Segment Open

PR #709, opened 2025-05-28
Simplified prereq tree by merging 'all of' and 'one of'

charlieweinberger:
## Description

For certain courses (ex: [ICS 33](https://peterportal.org/course/I&CSCI33), [COMPSCI 113](https://peterportal.org/course/COMPSCI113), [PHYSICS 52B](https://peterportal.org/course/PHYSICS52B)), the prerequisite tree shows "all of" and then immediately "one of", and then lists a set of courses. In these trees, the "all of" label is redundant, and should be hidden in favor of just showing the "one of".

## Screenshots

Before:
Screenshot 2025-05-27 at 8 16 17 PM

After:
Screenshot 2025-05-27 at 8 16 56 PM

## Test Plan

- [ ] Verify that all courses that have "all of" and then "one of" now just have "one of"
- [ ] Verify that all other courses are unchanged
- [ ] Verify that the new prereq tree looks good

## Issues

Does not close any issues.

### DIFF
--- a/site/src/component/PrereqTree/PrereqTree.tsx
+++ b/site/src/component/PrereqTree/PrereqTree.tsx
@@ -74,9 +74,8 @@ const PrereqTreeNode: FC<TreeProps> = (props) => {
   // if value is an object, render the rest of the sub tree
   else {
     const prereqTree = prerequisite as PrerequisiteTree;
-    const prereqTreeMap = prereqTree as Record<string, PrerequisiteTree[]>;
     const prereqTreeType = Object.keys(prereqTree)[0] as 'AND' | 'OR' | 'NOT';
-    const prereqChildren = prereqTreeMap[prereqTreeType];
+    const prereqChildren = prereqTree[prereqTreeType] as PrerequisiteTree[];
 
     if (prereqTree.AND && prereqChildren.length === 1 && prereqChildren[0].OR) {
       return <PrereqTreeNode prerequisiteNames={props.prerequisiteNames} prerequisiteJSON={prereqChildren[0]} />;
--- a/site/src/component/PrereqTree/PrereqTree.tsx
+++ b/site/src/component/PrereqTree/PrereqTree.tsx
@@ -74,7 +74,7 @@ const PrereqTreeNode: FC<TreeProps> = (props) => {
   // if value is an object, render the rest of the sub tree
   else {
     const prereqTree = prerequisite as PrerequisiteTree;
-    const prereqTreeType = Object.keys(prereqTree)[0] as 'AND' | 'OR' | 'NOT';
+    const prereqTreeType = Object.keys(prereqTree)[0] as keyof PrerequisiteTree;
     const prereqChildren = prereqTree[prereqTreeType] as PrerequisiteTree[];
 
     if (prereqTree.AND && prereqChildren.length === 1 && prereqChildren[0].OR) {
--- a/site/src/component/PrereqTree/PrereqTree.tsx
+++ b/site/src/component/PrereqTree/PrereqTree.tsx
@@ -75,22 +75,24 @@ const PrereqTreeNode: FC<TreeProps> = (props) => {
   }
   // if value is an object, render the rest of the sub tree
   else {
-    const prereqTree = prerequisite as Record<string, PrerequisiteNode[]>;
+    const prereqTree = prerequisite as PrerequisiteTree;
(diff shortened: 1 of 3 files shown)


site/src/component/PrereqTree/PrereqTree.tsx
```diff
@@ -75,22 +73,24 @@ const PrereqTreeNode: FC<TreeProps> = (props) => {
   }
   // if value is an object, render the rest of the sub tree
   else {
-    const prereqTree = prerequisite as Record<string, PrerequisiteNode[]>;
+    const prereqTree = prerequisite as PrerequisiteTree;
+    const prereqTreeMap = prereqTree as Record<string, PrerequisiteTree[]>;
+    const prereqTreeType = Object.keys(prereqTree)[0] as 'AND' | 'OR' | 'NOT';
+    const prereqChildren = prereqTreeMap[prereqTreeType];
+
```
CadenLee2, line 80: The `as Record<string, PrerequisiteTree[]>` looks a bit confusing to me, why is it needed? If it's needed then maybe put the line declaring `prereqTreeMap` directly above `prereqChildren` since that's the only place where it's being used

CadenLee2 (commented):
Tested out several courses and this seems to work, the code is more readable overall and the simplified tree is also easier to understand.

site/src/component/PrereqTree/PrereqTree.tsx
charlieweinberger: Looks like I can get rid of `prereqTreeMap` by just explicitly defining `prereqChildren` as `PrerequisiteTree[]`. Just pushed that change.

site/src/component/PrereqTree/PrereqTree.tsx
```diff
@@ -75,22 +73,23 @@ const PrereqTreeNode: FC<TreeProps> = (props) => {
   }
   // if value is an object, render the rest of the sub tree
   else {
-    const prereqTree = prerequisite as Record<string, PrerequisiteNode[]>;
+    const prereqTree = prerequisite as PrerequisiteTree;
+    const prereqTreeType = Object.keys(prereqTree)[0] as 'AND' | 'OR' | 'NOT';
```
Awesome-E, line 77: try to avoid using a cast – if possible, `const prereqTreeType: keyof PrerequisiteTree` or something like that would be better

types/src/course.ts
```diff
@@ -8,6 +8,8 @@ export type Prerequisite = components['schemas']['prereq'];
 
 export type PrerequisiteTree = components['schemas']['prereqTree'];
 
+export type PrerequisiteNode = Prerequisite | PrerequisiteTree;
```
Awesome-E, line 11: good refactor

site/src/component/PrereqTree/PrereqTree.tsx
charlieweinberger: Good point, I just replaced `'AND' | 'OR' | 'NOT'` with `keyof PrerequisiteTree`.

CadenLee2: The `keyof` change is good, and it looks like the `as` cast is still needed because `Object.keys` will just return strings for some reason, which can't be made `keyof PrerequisiteTree` implicitly

site/src/component/PrereqTree/PrereqTree.tsx
```diff
@@ -68,29 +66,30 @@ const PrereqTreeNode: FC<TreeProps> = (props) => {
...
         />
       </li>
     );
   }
   // if value is an object, render the rest of the sub tree
   else {
-    const prereqTree = prerequisite as Record<string, PrerequisiteNode[]>;
+    const prereqTree = prerequisite as PrerequisiteTree;
+    const prereqTreeType = Object.keys(prereqTree)[0] as keyof PrerequisiteTree;
+    const prereqChildren = prereqTree[prereqTreeType] as PrerequisiteTree[];
```
Awesome-E, line 78: is this possible to achieve with type annotations (`const name: Type = ...`) instead of casts? If not, you can resolve this comment.

Awesome-E (approved):
Pretty much good! Just a quick final question to take a look at

site/src/component/PrereqTree/PrereqTree.tsx
charlieweinberger: Unfortunately, not possible.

Segment Closed

▶ **Problem description**
Find the lines in the records that contain the word "export", then copy every one of them.

▶ **Task answer**
@@ -8,6 +8,8 @@ export type Prerequisite = components['schemas']['prereq'];
 export type PrerequisiteTree = components['schemas']['prereqTree'];
+export type PrerequisiteNode = Prerequisite | PrerequisiteTree;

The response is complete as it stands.